(1.1.1) Multicast Hang - Starting to restore image (-)



  • Hello -

    I have a fresh install of 1.1.1 and I’m unable to get multicast working properly (still).

    I’m getting the hang like it’s waiting for them to all join, even though they’ve all joined. See attached.

    Yesterday, same environment, I was able to get 2 going after lurking around the forums and seeing that deleting the group and re-adding the group would sometime work. I came in today, and I had tried that, and I cannot get any started. Unicast works great, reimages a 25 GB Win 7 image in ~6 minutes.

    I’m not sure what else to try. I tried the latest revision, 1868 (as of yesterday) and could not get the schema to update so I reverted back to 1.1.1.

    Any way to get around it would be great - thanks

    [url="/_imported_xf_attachments/1/1015_photo.JPG?:"]photo.JPG[/url]


  • Senior Developer

    [quote=“RLane, post: 32372, member: 23505”]After hours of troubleshooting, I really feel like a moron. We established the problem being a core switch/VLAN issue. Existing VLANs when I inherited the environment had ‘ip multicast-routing’ enabled - right… but when I added new VLANs, consequently the “Server” VLAN, I didn’t re-add ‘ip pim sparse-dense-mode’ and ‘ip cgmp’ commands to get the multicasts on the same broadcast. Disappointing I spent a good week on this but didn’t check it. Thanks Tom for the help – obviously not a FOG issue. Worked fantastic afterwards.[/quote]

    I tried saying it all, and I’m sorry I couldn’t help any further. I tried all of my knowledge and it felt/sounded like environment. I appreciate the feedback though thank you.



  • After hours of troubleshooting, I really feel like a moron. We established the problem being a core switch/VLAN issue. Existing VLANs when I inherited the environment had ‘ip multicast-routing’ enabled - right… but when I added new VLANs, consequently the “Server” VLAN, I didn’t re-add ‘ip pim sparse-dense-mode’ and ‘ip cgmp’ commands to get the multicasts on the same broadcast. Disappointing I spent a good week on this but didn’t check it. Thanks Tom for the help – obviously not a FOG issue. Worked fantastic afterwards.

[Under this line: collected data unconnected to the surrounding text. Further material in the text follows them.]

PR #244, opened 2023-05-09
General cleanup

phackstock:
As I ran into an issue with a mutable default argument in #243, this PR eliminates the two remaining ones in the package.

Since this is, on purpose, branched off of #243, the idea would be to first merge #243 and then this one.

### Update

I used pylint to find the mutable defaults. While I was there I also fixed some other issues that it found.

### DIFF
--- a/nomenclature/__init__.py
+++ b/nomenclature/__init__.py
@@ -30,7 +30,7 @@ except LookupError:
     __version__ = version("nomenclature-iamc")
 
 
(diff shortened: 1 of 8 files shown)


danielhuppmann:
@phackstock, can you please do a rebase before I review?

phackstock:
@danielhuppmann everything rebased, good to review now.

danielhuppmann (approved):
Ok, these are a lot of changes, but it all looks pretty straightforward to me...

  • I have upgraded to FOG 1.1.2 and also updated the kernel again. I’m having the same results in the building where multicast works on laptops. Would you happen to have any suggestions? Also, if you would like to look at the logging, please let me know specifically what log you would like and I’ll post it. Thank you



  • We haven’t had to try any other desktops, yet. I can give it a shot after the long weekend. I did VPN in though to check the switch configurations. The only difference between the working environment in building A verse building B is that I have “[B]mls qos trust dscp” [/B]set on the ports. I highly doubt this has anything to do with it? Also - if you think of something, let me know and I can certainly try it Monday when I’m back to work. I could swing by there this weekend if needed. I’m also using your latest kernel for what it’s worth.[B][/B]


  • Senior Developer

    I really wish I could remote in and try help trouble shooting. And it seems to only affect these machines now right?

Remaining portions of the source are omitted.